The sky shrouds no sin, no veil, no dirge,

only the Wall sobs of wind’s white soot purge;

footsteps swallowed by mother’s pawn,

legacy sunk under the  Snow, a dawn withdrawn.

 

Frost rips the ribs of the faceless land,

the air a scalpel in a surgeon’s hand.

The snow does not fall; it devours, it feeds,

Cold as avenge, sharp as reeds.

 

The stars are fangs, the sky, a maw,

a hunger wrought from ancient law;

no heaven, no hell, no grave nor pyre,

only this field of frost and fire.

 

I walk where Sylvia strained,  

where Lowell given in sonnets chained,  

where Hart Crane plunged & Berryman fell,  

I drone their remnants: hush—don’t tell.  

 

The snow is sharp, a daggered confession,  

flakes like razors—cold yet cushion.  

Respite graves under eons deep,

a lullaby the dead still keep.

 

O Orpheus, turn back again!

The ice is thin, the light is grim,  

my shadow cracks against the rim  

of some abyss—a silver spane

half-mouthed by specters, gaunt & dim.  

 

Their voices buzz like broken wire,

we all have gone, you must go higher.

But higher leads to hollow air,

and lower—O, there’s nothing there.

 

Tell me, Yeats, in linen white,  

does the falcon circle still in flight?  

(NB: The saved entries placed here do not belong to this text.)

PR #619, opened 2021-01-27
Document unit as optional

shakuzen:
It was incorrectly documented as required when initially introduced.
See https://github.com/prometheus/client_java/pull/615#discussion_r565027894


brian-brazil:
Thanks!

PR #620, opened 2021-01-27
Clarify Info javadoc

snago:
If you follow the example in the javadoc you get a metric named `your_build_info_info`.

Also remove unused imports.

### DIFF
--- a/simpleclient/src/main/java/io/prometheus/client/Info.java
+++ b/simpleclient/src/main/java/io/prometheus/client/Info.java
@@ -1,30 +1,24 @@
 package io.prometheus.client;
 
-import io.prometheus.client.CKMSQuantiles.Quantile;
-
-import java.io.Closeable;
 import java.util.ArrayList;
-import java.util.Arrays;
 import java.util.Collections;
 import java.util.List;
 import java.util.Map;
 import java.util.TreeMap;
-import java.util.concurrent.Callable;
-import java.util.concurrent.TimeUnit;
 
 /**
  * Info metric, key-value pairs.
  *
- * Examples of Info include, build information, version information, and potential target metadata,
- * The first provided state will be the default.
+ * Examples of Info include build information, version information, and potential target metadata.
+ * The first provided state will be the default. The string "_info" will be appended to the name.
  *
  * <p>
- * Example enumeration:
+ * Example Info:
  * <pre>
  * {@code
  *   class YourClass {
  *     static final Info buildInfo = Info.build()
- *         .name("your_build_info").help("Build information.")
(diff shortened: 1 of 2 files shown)


snago:
I didn't understand what `The first provided state will be the default.` was about, but now I'm thinking that it is a copy-paste error from Enumeration. Should I remove that line from the Info javadoc?

simpleclient/src/main/java/io/prometheus/client/Info.java
```diff
@@ -1,30 +1,24 @@
...
  * Info metric, key-value pairs.
  *
- * Examples of Info include, build information, version information, and potential target metadata,
- * The first provided state will be the default.
+ * Examples of Info include build information, version information, and potential target metadata.
+ * The first provided state will be the default. The string "_info" will be appended to the name.
  *
  * <p>
- * Example enumeration:
+ * Example Info:
```
brian-brazil, line 16: Can you fix the capitalisation over in Enumeration too?

simpleclient/src/main/java/io/prometheus/client/Info.java
```diff
@@ -1,30 +1,24 @@
...
-import java.util.concurrent.Callable;
-import java.util.concurrent.TimeUnit;
 
 /**
  * Info metric, key-value pairs.
  *
- * Examples of Info include, build information, version information, and potential target metadata,
- * The first provided state will be the default.
+ * Examples of Info include build information, version information, and potential target metadata.
+ * The first provided state will be the default. The string "_info" will be appended to the name.
```
brian-brazil, line 13: This is misleading, the metric name is not changed. The sample name is what will get the suffix.

snago: Sorry, I don't have a complete grasp of all the OM concepts yet. Should it say `... appended to the sample name.` instead?

simpleclient/src/main/java/io/prometheus/client/Info.java
snago: Sure thing!

simpleclient/src/main/java/io/prometheus/client/Info.java
brian-brazil: The term "metric" has a few different meanings in Prometheus, OM tries to fix that by defining it. That should do the trick.

snago: Changed!

Also removed `The first provided state will be the default.` as I believe that was a copy-paste error from Enumeration.

brian-brazil:
Thanks!

Issue #627, opened 2021-02-17
TextFormat: Provide an easy way of mutating the values written


bjung82:
Hi,

a quite common use case is (should be!) testing the whole alertchain:
we provide Prometheus-metrics and use prometheus + alertmanager for
building alertchains. It is really hard to test these chains (initially). All depends
on the value in the exported metric, finally. By providing a simple interface that allows
mutating the value written, we could really improve the situation of testing the whole
alertchain, end-to-end.

I will provide a PR for this.

Regards
Benjamin

fstab:
Thanks for the PR. Let's continue the discussion there. #628

PR #628, opened 2021-02-17
Add value filter to TextFormat for easier supplying fake values.

bjung82:
Fake values are useful for easy simulation of (temporary) alert situations. By proving a mutating ValueFilter in software that uses the simpleclient, end-to-end tests of the whole alerting chain will be much easier.

See #627

### DIFF
--- a/simpleclient_common/src/main/java/io/prometheus/client/exporter/common/TextFormat.java
+++ b/simpleclient_common/src/main/java/io/prometheus/client/exporter/common/TextFormat.java
@@ -61,9 +61,34 @@ public class TextFormat {
   }
 
   /**
+   * Filter can be used to change the value of a sample, e.g. for simulating specific values for
+   * testing alerts.
+   */
+  public interface ValueFilter {
+    double getValue(Collector.MetricFamilySamples.Sample sample);
+  }
+
+  /**
+   * Noop filter that simple returns the original value
+   */
+  public static class NullValueFilter implements ValueFilter {
+    @Override
+    public double getValue(Collector.MetricFamilySamples.Sample sample) {
+      return sample.value;
+    }
+  }
+
+  /**
    * Write out the text version 0.0.4 of the given MetricFamilySamples.
    */
   public static void write004(Writer writer, Enumeration<Collector.MetricFamilySamples> mfs) throws IOException {
+    write004(writer, mfs, new NullValueFilter());
+  }
+
+  /**
+   * Write out the text version 0.0.4 of the given MetricFamilySamples.
+   */
+  public static void write004(Writer writer, Enumeration<Collector.MetricFamilySamples> mfs, ValueFilter valueFilter) throws IOException {
     Map<String, Collector.MetricFamilySamples> omFamilies = new TreeMap<String, Collector.MetricFamilySamples>();
     /* See http://prometheus.io/docs/instrumenting/exposition_formats/
      * for the output format specification. */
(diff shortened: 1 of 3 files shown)


fstab:
Hey @bjung82, thanks for the PR. I agree having an easy way for manipulating metrics for end-to-end tests is a good idea. However, I'm not sure if this is the best way to do it, because many users don't call `write004()` directly but through an existing exporter like the `MetricsServlet` or through a framework like [micrometer](https://micrometer.io/), and these users would find it hard to use that feature. I don't know if there is a way that works for everyone, but it would be worthwhile to consider a few alternatives before we do this. Let's take some time to think of alternatives and then get back to this and decide how to proceed.

bjung82:
Yes, we use Micrometer.. I created an issue months ago, but they are not that interested. It would be a good feature for other metric backends, too. But coordinating this ist out of scope/interest of the Micrometer Project, I assume.

If we could add this feature, I could come again and try to convince them to integrate it. Or override a public method in Micrometer..

https://github.com/micrometer-metrics/micrometer/issues/2243

bjung82:
@fstab  What is your opinion on this topic? Introducing this feature could help a lot, even if micrometer would not integrate it directly. And if it would be already integrated I would have chances to change the micrometers guy opinion. Parsing and fiddling around with the already generated prometheus output would be a pain. It would be unnecessary and inefficient and not future proof, too. And what about the new OpenMetrics-Format - I would have to change my (hopfully never written) hacky parsing code again to adapt for any future changes in the format, too. 

IMHO Providing the (optional) ValueFilter would be a clean and future proof way of achiving end-to-end tests, at least for prometheus. Which should be our main concern now ;-)

fstab:
Hi Benjamin, sorry for not getting back to this earlier. My concern is that this PR is made with a very specific test scenario in mind, and is not a generic end-to-end testing solution. You have to call `write004()` directly, so it doesn't work with standard exporters. The `ValueFilter` operates on a very low level single value, which makes it hard to implement higher level testing (e.g. shift a latency histogram by 1s).

What do you think about doing something like this to achieve your goal (didn't run the code):

```java
  public static Enumeration<Collector.MetricFamilySamples> mock(final Enumeration<Collector.MetricFamilySamples> delegate) {

    return new Enumeration<Collector.MetricFamilySamples>() {
      @Override
      public boolean hasMoreElements() {
        return delegate.hasMoreElements();
      }

      @Override
      public Collector.MetricFamilySamples nextElement() {
        Collector.MetricFamilySamples orig = delegate.nextElement();
        return new Collector.MetricFamilySamples(orig.name, orig.unit, orig.type, orig.help,
            orig.samples.stream().map(sample -> new Collector.MetricFamilySamples.Sample(
                sample.name,
                sample.labelNames,
                sample.labelValues,
                modifiedValue(sample)
            )).collect(Collectors.toList()));
      }
    };
  }

  public static double modifiedValue(Collector.MetricFamilySamples.Sample sample) {
    return sample.value * 3;
  }
```
With that you could call
```java
write004(writer, mock(mfs));
```
to have all values multiplied by 3.

If you use these 20 lines of code in your application, you can achieve the same goal but we don't need to extend the `TextFormat` interface with a very specific `ValueFilter` implementation.

bjung82:
Hi Fabian,

this looks like a good solution - I will give it a try! With the value filter, we had to 
build more complex logic (like recognizing metrics of the same family by metrics name etc.).

Changing/extending micrometer has to be done either way. I can symply subclass
io.micrometer.prometheus.PrometheusMeterRegistry and provide a more flexible
scrape method, taking a mock like you suggested.

If you want you can close this isssue. Thank you very much :-)

PR #630, opened 2021-03-02
Updated Hibernate Documentation

ablx:
Added a code snippet which shows how to get the session factory from an EntityManager instead of an EntityManagerFactory.


fstab (changes requested):
Thanks Micro. Please add a semicolon at the end of the line :)

PR #639, opened 2021-03-15
Add parameter to optionally strip deploy path.

### LINKED ISSUE #631: Avoid deploy path in the MetricsFilter
Right now if I have a WAR using `MetricsFilter` on `/*` and deploy that under `/deployPoint` I get metrics content like:

```
projectName_requests_count{path="/deployPoint/api/listUser",method="GET",} 2.0
projectName_requests_sum{path="/deployPoint/api/listUser",method="GET",} 0.228438531
```

and if on a different server (or even the same) I have the same WAR deployed under `/anotherDeploy` I get metrics that are difficult to `SUM()` together, as they have a different `path` label, while being logically "the same metric".

I'd suggest changing like this:
```patch
-        String path = request.getRequestURI();
+        String path = request.getRequestURI().substring(request.getContextPath().length());
```

(also as suggested by @jfbreault in https://github.com/prometheus/client_java/pull/168#discussion_r91014868)

lapo-luchini:
Closes #631.

### DIFF
--- a/simpleclient_servlet/src/main/java/io/prometheus/client/filter/MetricsFilter.java
+++ b/simpleclient_servlet/src/main/java/io/prometheus/client/filter/MetricsFilter.java
@@ -60,6 +60,7 @@ public class MetricsFilter implements Filter {
     static final String HELP_PARAM = "help";
     static final String METRIC_NAME_PARAM = "metric-name";
     static final String BUCKET_CONFIG_PARAM = "buckets";
+    static final String STRIP_CONTEXT_PATH_PARAM = "strip-context-path";
     static final String UNKNOWN_HTTP_STATUS_CODE = "";
 
     private Histogram histogram = null;
@@ -68,6 +69,7 @@ public class MetricsFilter implements Filter {
     // Package-level for testing purposes.
     int pathComponents = 1;
     private String metricName = null;
+    private boolean stripContextPath = false;
     private String help = "The time taken fulfilling servlet requests";
     private double[] buckets = null;
 
@@ -145,6 +147,10 @@ public class MetricsFilter implements Filter {
                     buckets[i] = Double.parseDouble(bucketParams[i]);
                 }
             }
+
+            if (!isEmpty(filterConfig.getInitParameter(STRIP_CONTEXT_PATH_PARAM))) {
+                stripContextPath = Boolean.parseBoolean(filterConfig.getInitParameter(STRIP_CONTEXT_PATH_PARAM));
+            }
         }
 
         if (buckets != null) {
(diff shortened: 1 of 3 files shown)


simpleclient_servlet/src/main/java/io/prometheus/client/filter/MetricsFilter.java
```diff
@@ -171,6 +177,8 @@ public void doFilter(ServletRequest servletRequest, ServletResponse servletRespo
         HttpServletRequest request = (HttpServletRequest) servletRequest;
 
         String path = request.getRequestURI();
+        if (stripContextPath)
```
fstab, line 180: We have `{` `}` in one line `if` statements everywhere else in the code, so please add `{` `}` here as well.

fstab (changes requested):
Thanks a lot or the PR. Here are a few minor comments:

Please update the class JavaDoc for `MetricsFilter`. Add the new option with its default to the example:
```xml
    <!-- strip-context-path is optional, defaults to false -->
   <init-param>
      <param-name>strip-context-path</param-name>
      <param-value>false</param-value>
   </init-param>
```
...and add an explanation of the `strip-context-path` option to the text above the example.

Additionally, please also update the _Servlet Filter_ section in `README.md`.

There should be a test for the new option in `MetricsFilterTest`. With copy-and-paste from `init()` it could look something like this

```java
    @Test
    public void testStripContextPath() throws Exception {
        String metricName = "foo";
        FilterConfig cfg = mock(FilterConfig.class);
        when(cfg.getInitParameter(MetricsFilter.METRIC_NAME_PARAM)).thenReturn(metricName);
        when(cfg.getInitParameter(MetricsFilter.PATH_COMPONENT_PARAM)).thenReturn("0");
        when(cfg.getInitParameter(MetricsFilter.STRIP_CONTEXT_PATH_PARAM)).thenReturn("true");
        f.init(cfg);
        assertTrue(f.stripContextPath);
        HttpServletRequest req = mock(HttpServletRequest.class);
        when(req.getRequestURI()).thenReturn("/foo/bar/baz/bang");
        when(req.getContextPath()).thenReturn("/foo/bar");
        when(req.getMethod()).thenReturn(HttpMethods.GET);
        HttpServletResponse res = mock(HttpServletResponse.class);
        FilterChain c = mock(FilterChain.class);
        f.doFilter(req, res, c);
        verify(c).doFilter(req, res);
        final Double sampleValue = CollectorRegistry.defaultRegistry.getSampleValue(metricName + "_count", new String[]{"path", "method"}, new String[]{"/baz/bang", HttpMethods.GET});
        assertNotNull(sampleValue);
        assertEquals(1, sampleValue, 0.0001);
    }
```

simpleclient_servlet/src/main/java/io/prometheus/client/filter/MetricsFilter.java
lapo-luchini: Should be fine now.

lapo-luchini:
@fstab let me know if anything more should be changed.

fstab:
Thanks a lot @lapo-luchini, and sorry that it took so long to merge this.

Issue #622, opened 2021-01-27
Add Exemplar Support to Client Java


joe-elliott:
Feature Request:
Addition of exemplar support to the previously merged OM support: https://github.com/prometheus/client_java/pull/615

Thanks for working on this!

fitzoh:
Any thoughts on API design?

For reference, the client_golang implementation was added in https://github.com/prometheus/client_golang/pull/706 :

```golang
//counters
Add(float64)
AddWithExemplar(value float64, exemplar Labels)
//histograms
Observe(float64)
ObserveWithExemplar(value float64, exemplar Labels)
```

I'm inclined to follow the golang pattern and use distinct method names for exemplar method calls to reduce the risk of people confusing exemplar labels and metric labels.

Does this seem reasonable?
```java
addWithExemplar(double value, String... exemplarLabels)
observeWithExemplar(double value, String... exemplarLabels)
```

Or would a key/value wrapper be preferred?
```java
addWithExemplar(value, Label.of("key", "value"))
```
Adding a label class that's only used for exemplars feels a little weird.

fstab:
In OpenTelemetry for Java, the current span context is always available via

```java
Span.current().getSpanContext()
```

So the question is, what should our recommended way of dealing with exemplars in Java be? Explicit API calls where the user passes the trace ID as parameter, or implicit integration with OpenTelemetry, i.e. `client_java` adds exemplars automatically under the hood if a Span context is available?

One argument for the implicit integration is that this will still work if the user does not call the `client_java` API directly, but used this library indirectly via Micrometer. In that case, the user will not be able to call `incWithExemplar()`, but the Java client library will still be able to add examplars by getting them from the current OpenTelemetry span context.

fitzoh:
One idea that had crossed my mind for exemplar recording would be initializing the counter/histogram with an optional `Supplier<Exemplar>`, where the supplier might be a lambda that pulls a value from an MCD/trace context or closes over some over system that it can get metadata from. That gets a little tricker if you need to define how often it gets invoked. Do you get an exemplar every time a value is recorded? Every nth invocation? At a fixed rate?

The other option is to completely punt on that question and keep `client_java` simple with by using something like `incWithExemplar` and pushing the complexity to micrometer/OT/spring cloud sleuth and let them control when a value is recorded with/without an exemplar.

fstab:
[...]

PR #641, opened 2021-03-17
Exemplar API sketch

fitzoh:
Expending a [comment](https://github.com/prometheus/client_java/issues/622#issuecomment-800901953) from https://github.com/prometheus/client_java/issues/622 to a PR.

This PR proposes an API for recording exemplar values on counters and histograms.

Adds new `<inc|add>WithExemplar(double value, String... exemplarLabels)` methods which take string varargs containing exemplar values.

Inspired by initial golang implementation by @beorn7 : https://github.com/prometheus/client_golang/pull/706

### Not addressed
* persisting exemplars/exposing them to scrapes (wanted to start with the validating the API) 
* histogram timer methods (adding exemplars to those could be tricky, doesn't need to block initial implementation)

### Intentionally omitted
* `Counter#incWithExemplar(String... examplarLabels)` increment by 1 convenience method (less duplication in the API, forcing the user to include an amount felt reasonable if they're already using the more verbose method).

@fstab @tomwilkie

### DIFF
--- a/simpleclient/src/main/java/io/prometheus/client/Counter.java
+++ b/simpleclient/src/main/java/io/prometheus/client/Counter.java
@@ -143,10 +143,11 @@ public class Counter extends SimpleCollector<Counter.Child> implements Collector
      * @param amt the amount to increment the counter by
      * @param exemplarLabels a set of key value pairs used to create the exemplar
      *
-     * @throws IllegalArgumentException if exemplarLabels is null
-     * @throws IllegalArgumentException if exemplarLabels does not contain an even number of values
-     * @throws IllegalArgumentException if exemplarLabels contains any invalid labels
-     * @throws IllegalArgumentException if the combined length of the exemplarLabels is greater than 64
+     * @throws IllegalArgumentException If amt is negative.
+     * @throws IllegalArgumentException if exemplarLabels is null.
+     * @throws IllegalArgumentException if exemplarLabels does not contain an even number of values.
+     * @throws IllegalArgumentException if exemplarLabels contains any invalid labels.
+     * @throws IllegalArgumentException if the combined length of the exemplarLabels is greater than 64.
      */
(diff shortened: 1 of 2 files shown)


simpleclient/src/main/java/io/prometheus/client/Counter.java
```diff
@@ -135,6 +137,24 @@ public void inc(double amt) {
...
+     *
+     * @param amt the amount to increment the counter by
+     * @param exemplarLabels a set of key value pairs used to create the exemplar
+     *
+     * @throws IllegalArgumentException If amt is negative.
+     * @throws IllegalArgumentException if exemplarLabels is null.
+     * @throws IllegalArgumentException if exemplarLabels does not contain an even number of values.
+     * @throws IllegalArgumentException if exemplarLabels contains any invalid labels.
+     * @throws IllegalArgumentException if the combined length of the exemplarLabels is greater than 64.
+     */
```
fitzoh, line 151: Initial golang documentation that I can probably borrow from a little more heavily:
https://github.com/prometheus/client_golang/blob/c32ffd121f40843d8ce747536467bb091678fd87/prometheus/counter.go#L44-L51

There were two things I wanted to point out here.

Do we want to copy the go behavior of ignoring null labels?
I'm inclined to say that null labels are invalid and that the user should use `inc` instead.

Exceptions for invalid labels scare me a bit as well. Having instrumentation code throw an exception  because your dynamically generated label ended up a little too long sounds like a not fun user experience, but I don't have a better alternative other than logging an error or incrementing an internal error counter.

fstab:
Thanks a lot for picking this up again. I continued the discussion in #622.

fstab:
I just merged Exemplar support to the `next-release` branch, and it contains API very close to what you proposed here. Thanks for your proposal.

PR #643, opened 2021-03-17
Set HTTPServer request/response timeouts

### LINKED ISSUE #636: Support request and response timeouts in HTTPServer
### Problem description

The `com.sun.net.httpserver.HttpServer` as used by `io.prometheus.client.exporter.HTTPServer` does not, by default, use any request and response timeouts at all. This means that an HTTP server set up with a limited amount of threads (say, 1 or 5) can easily be fully blocked by a malicious/misconfigured client (or a network failure), indefinitely.

We have seen this ourselves with a custom Prometheus publisher in our code (which also uses `com.sun.net.httpserver.HttpServer`), and the slightly naïve approach we took was attempting to override the default timeouts in our code using a static initializer:

```java
    static {
        System.setProperty( "sun.net.httpserver.maxReqTime", "60" );
        System.setProperty( "sun.net.httpserver.maxRspTime", "600" );
    }
```

_However_, because we also use [the Prometheus JMX exporter](https://github.com/prometheus/jmx_exporter) which in turn uses `simpleclient_httpserver` under the hood, the JMX exporter agent runs before our own code (presumably because of how Java agents work in the JVM) => it becomes impossible to override the request and response timeouts using the approach above. Here's the stack trace for when `sun.net.httpserver.ServerConfig` gets initialized (after which it becomes impossible to override these properties):

image

### Workaround

Set `-Dsun.net.httpserver.maxReqTime=60 -Dsun.net.httpserver.maxRspTime=600` on the command line instead; it will then apply to all use cases of `com.sun.net.httpserver.HttpServer` withinin the Java runmtime in question.

### Suggested changes

I am creating this issue to raise awareness of the problem and discuss potential ways to improve this before spending any time on a potential PR.

Personally, I think it's a bit problematic to rely on the JDK defaults in this case; it would make sense to set up some reasonable defaults in case the user hasn't set these system properties (since I'd claim it's rather unlikely that the user actually wants an "infinite" request/response timeout" like this). 

One important question then  is whether this should be done in `io.prometheus.client.exporter.HTTPServer` or taken care of by the JMX exporter? Feel free to suggest what you think would make most sense. :+1:

perlun:
Closes #636

### DIFF
--- a/simpleclient_httpserver/src/main/java/io/prometheus/client/exporter/HTTPServer.java
+++ b/simpleclient_httpserver/src/main/java/io/prometheus/client/exporter/HTTPServer.java
@@ -36,6 +36,17 @@ import com.sun.net.httpserver.HttpServer;
  * </pre>
  * */
 public class HTTPServer {
+
+    static {
+        if (!System.getProperties().containsKey("sun.net.httpserver.maxReqTime")) {
+            System.setProperty("sun.net.httpserver.maxReqTime", "60");
+        }
+
+        if (!System.getProperties().containsKey("sun.net.httpserver.maxRspTime")) {
+            System.setProperty("sun.net.httpserver.maxRspTime", "600");
+        }
+    }
+
     private static class LocalByteArray extends ThreadLocal<ByteArrayOutputStream> {
         @Override
         protected ByteArrayOutputStream initialValue()
@@ -256,4 +267,3 @@ public class HTTPServer {
         return server.getAddress().getPort();
     }
 }
-


simpleclient_httpserver/src/main/java/io/prometheus/client/exporter/HTTPServer.java
```diff
@@ -36,6 +36,17 @@
...
+    static {
+        if (!System.getProperties().containsKey("sun.net.httpserver.maxReqTime")) {
+            System.setProperty("sun.net.httpserver.maxReqTime", "60");
+        }
+
+        if (!System.getProperties().containsKey("sun.net.httpserver.maxRspTime")) {
+            System.setProperty("sun.net.httpserver.maxRspTime", "600");
+        }
+    }
+
```
perlun, line 49: I tried adding a test for this as well, like this:

```diff
diff --git simpleclient_httpserver/src/test/java/io/prometheus/client/exporter/TestHTTPServer.java simpleclient_httpserver/src/test/java/io/prometheus/client/exporter/TestHTTPServer.java
index c9f6bee..f02dbd4 100644
--- simpleclient_httpserver/src/test/java/io/prometheus/client/exporter/TestHTTPServer.java
+++ simpleclient_httpserver/src/test/java/io/prometheus/client/exporter/TestHTTPServer.java
@@ -13,6 +13,7 @@ import java.util.zip.GZIPInputStream;
 import org.junit.After;
 import org.junit.Before;
 import org.junit.Test;
+import sun.net.httpserver.ServerImplHelper;
 
 import static org.assertj.core.api.Assertions.assertThat;
 import static org.assertj.core.api.Assertions.fail;
@@ -147,4 +148,14 @@ public class TestHTTPServer {
     String response = requestWithCompression("/-/healthy", "");
     assertThat(response).contains("Exporter is Healthy");
   }
+
+  @Test
+  public void testRequestTimeout() {
+    assertThat(ServerImplHelper.getRequestTimeout()).isEqualTo(60000);
+  }
+
+  @Test
+  public void testResponseTimeout() {
+    assertThat(ServerImplHelper.getResponseTimeout()).isEqualTo(600000);
+  }
 }
diff --git simpleclient_httpserver/src/test/java/sun/net/httpserver/ServerImplHelper.java simpleclient_httpserver/src/test/java/sun/net/httpserver/ServerImplHelper.java
new file mode 100644
index 0000000..f841435
--- /dev/null
+++ simpleclient_httpserver/src/test/java/sun/net/httpserver/ServerImplHelper.java
@@ -0,0 +1,17 @@
+package sun.net.httpserver;
+
+/**
+ * Helper class to be able to read package-internal fields from {@link ServerImpl}.
+ *
+ * @author Per Lundberg
+ */
+public class ServerImplHelper {
+
+    public static long getRequestTimeout() {
+        return ServerImpl.MAX_REQ_TIME;
+    }
+
+    public static long getResponseTimeout() {
+        return ServerImpl.MAX_RSP_TIME;
+    }
+}
```

However, this fails with an exception: `java.lang.IllegalAccessError: tried to access class sun.net.httpserver.ServerImpl from class sun.net.httpserver.ServerImplHelper`. The `sun.net.httpserver` classes are really not written with (external, non-JDK) testability in mind... :unamused:

fstab (approved):
Thanks a lot! I agree that this is hard to test.

PR #647, opened 2021-03-30
Add support to jakarta servlet

mmadoo:
The module simpleclient_servlet_jakarta is a copy of simpleclient_servlet where javax.servlet is replaced by jakarta.servlet (real changes can be seen in the second commit)

### DIFF
--- a/.gitignore
+++ b/.gitignore
@@ -8,6 +8,13 @@
 .idea
 *.iml
 
+### STS ###
+.apt_generated
+.classpath
+.factorypath
+.project
+.settings
+
 target/
 simpleclient_pushgateway/mockserver.log
 simpleclient_pushgateway/mockserver_request.log
--- a/pom.xml
+++ b/pom.xml
@@ -57,6 +57,7 @@
         <module>simpleclient_logback</module>
         <module>simpleclient_pushgateway</module>
         <module>simpleclient_servlet</module>
+        <module>simpleclient_servlet_jakarta</module>
         <module>simpleclient_spring_web</module>
         <module>simpleclient_spring_boot</module>
         <module>simpleclient_jetty</module>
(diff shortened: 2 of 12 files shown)


fstab:
Thanks a lot. Do you see any way to reuse the existing code? For example, if we merge #639 the jakarta servlet will not have that change.

mmadoo:
I currently see no easy way to reuse the existing code.
Jetty have the same issue (the main branch is 10.0.x (using javax.servlet) and the branch 11.0.x (using jakarta.servlet) is updated to take changes from 10.0.x), but I do not know how they deal with it.

Changes from src dir are easy to report as the only changes are on import but for test directory it is not the case.

mmadoo:
I have found a solution:
I add the profile updateSource which copy the src dir simpleclient_servlet to simpleclient_servlet_jakarta and do required replace in order to allow compilation of simpleclient_servlet_jakarta. 
You could test it with: ` mvn compile -P updateSource`.

This solution is not perfect as it may requires some adpations on test evolution and requires to modify first simpleclient_servlet, but it should do the job in a first time.
If this approach fit to you, I could update the doc (just provide me the best file to update)

travisspencer:
Are there plans to merge this PR? Without this kinda change, we cannot upgrade to Jakarta and drop the old javax servlet API.

fstab (commented):
@mmadoo sorry that it took so long to get back to this. Could you rebase it to the current master branch and squash the commits into one?

fstab:
Hey, I just pushed a commit that replaces this one, so I'm closing it. The next release will have Jakarta support. The reason why I pushed my own commit is that I played with re-using code across both implementations (javax and jakarta), and I ended up having a quite complete solution. Thanks a lot for bringing this up, jakarta support is now on its way.

travisspencer:
Did this get released yet, @fstab ?

rossbu:
never

> Did this get released yet, @fstab ?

Or did it crash through ribs of steel,  

its beak a wound that cannot heal?  

 

Sisyphus grins with jagged teeth,  

he knows the sky; it knows his grief.  

It presses down, a bruising weight,  

a coffin lid, a twist of fate.  

 

And tell me, Blake, did angels burn  

or merely flicker, twist, and turn?  

Did Plath taste iron, salt, abyss,  

or only echoes shaped like lips?  

 

O, the sky is a wound that will not close,  

its blueness mocks, it overflows—  

as if the dead could drink and rise,  

as if the breathless could advise.  

 

Then why, still blue, the world remains?  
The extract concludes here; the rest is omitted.